The approximations derived will work well in genetic settings, where Odds Ratios tend to be low. Even though genetic variables (such as single nucleotide polymorphisms) are not modifiable, attributable fractions are still of interest and have been used as a measure of disease heritability in some settings [6, 15]. In contrast, while the Odds Ratios in INTERSTROKE are larger, the approximate calculations are perhaps acceptably accurate (Table 1). However, extremely large odds ratios are possible in traditional epidemiologic applications.
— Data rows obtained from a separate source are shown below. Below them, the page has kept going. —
PR #4205, opened 2026-06-25
fix: case-insensitive SessionId and reserved-header handling for ASB (#4054)

iancooper:
## What

Fixes #4054 — an ASB `SessionId` set from a Brighter Outbox was silently dropped, and camelCased reserved keys leaked into `ApplicationProperties`.

## Root cause

Brighter's Outbox serializes the header `Bag` with `JsonSerialisationOptions.Options`, whose `PropertyNamingPolicy` **rewrites bag keys** (see `DictionaryStringObjectJsonConverter.Write`). Under the default `JsonNamingPolicy.CamelCase`, a key written as `"SessionId"` comes back as `"sessionId"` after a round-trip.

In `AzureServiceBusMessagePublisher`:

- `Bag.TryGetValue("SessionId", …)` is an exact match, so it missed the camelCased `"sessionId"` key and the session was never set on the outgoing message.
- The reserved-header filter `ReservedHeaders.Contains(h.Key)` was also case-sensitive, so the camelCased reserved keys (`sessionId`, `messageType`, `handledCount`, `replyTo`) leaked into `ApplicationProperties`.

## Fix

Resolve bag keys using the **same naming policy that serialized them**, rather than a fixed case comparison.

A first pass used `OrdinalIgnoreCase`, but that only works for the default camelCase policy (camelCase differs from PascalCase by leading case only). `JsonSerialisationOptions.Options` has a public setter, so a user can override `PropertyNamingPolicy` — under e.g. `SnakeCaseLower`, `"SessionId"` round-trips as `"session_id"` and a case-insensitive match fails again, reintroducing the bug.

`ASBConstants.IsBagKey` / `IsReservedHeader` now match a bag key against **either** the raw reserved key **or** the key as the active `PropertyNamingPolicy` renders it (read at call time, so a later `Options` override is honoured), case-insensitive on top. The publisher uses these for both the `SessionId` lookup and the reserved-header filter. This is correct under camelCase, snake_case, a custom policy, or none.

## Tests

`When_Converting_A_Message_With_A_Session_Id.cs` is now a `[Theory]` over `CamelCase`, `SnakeCaseLower`, and no policy. Each case **round-trips the `Bag` through `JsonSerialisationOptions.Options`** exactly as the Outbox does (serialize → deserialize), so the key is mangled by the real policy rather than a hand-written string, then asserts the `SessionId` is set and the reserved key is kept out of `ApplicationProperties`. The tests live in a parallelism-disabled collection that snapshots and restores `Options` in a `finally`, so mutating the global policy can't leak into other tests. The `SnakeCaseLower` case fails the earlier `OrdinalIgnoreCase` approach and passes the policy-aware one.

## Scope / follow-up

Kept to the ASB publisher. A survey found the same exact-match pattern elsewhere; those are tracked in #4214 (RocketMQ `Keys`/`Tag` broken under camelCase; AWS `messageDeduplicationId` and core `ProducerTopic` latent under a non-casing policy; `AzureServiceBusScheduler` same smell but not reproducible — it converts an empty freshly-built bag). #4214 also proposes lifting a shared policy-aware lookup into `Paramore.Brighter` core.


iancooper:
@Jonny-Freemarket Any thoughts?

iancooper:
A note to self here, I wonder if the issue is more that we need to look at the options, which the user could override, and use those when we look into the bag. Otherwise, if someone changes the JsonNamingPolicy, we can't be sure that we won't have a different bug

For instance, the odds ratio linking smoking and lung cancer was initially estimated to be roughly 9 [16]. While in these extreme cases the approximate PAF will be unacceptable as a proxy for an exact calculation (and may indeed be larger than 1), the plots suggested here may still convey a robust measure of risk factor importance, provided the absolute quantification of PAF is not of interest.


The described methods could be used as a complement to tables summarizing prevalence, odds ratios and PAF, and may convey the same information in a more intuitive and visually appealing manner. The suggested nomogram can also be used to visually estimate the effects of health interventions which only partially reduce risk factor prevalence. Finally, in the binary risk factor case, the approximations can also be used to quickly convert logistic regression coefficients for a risk factor into approximate PAFs.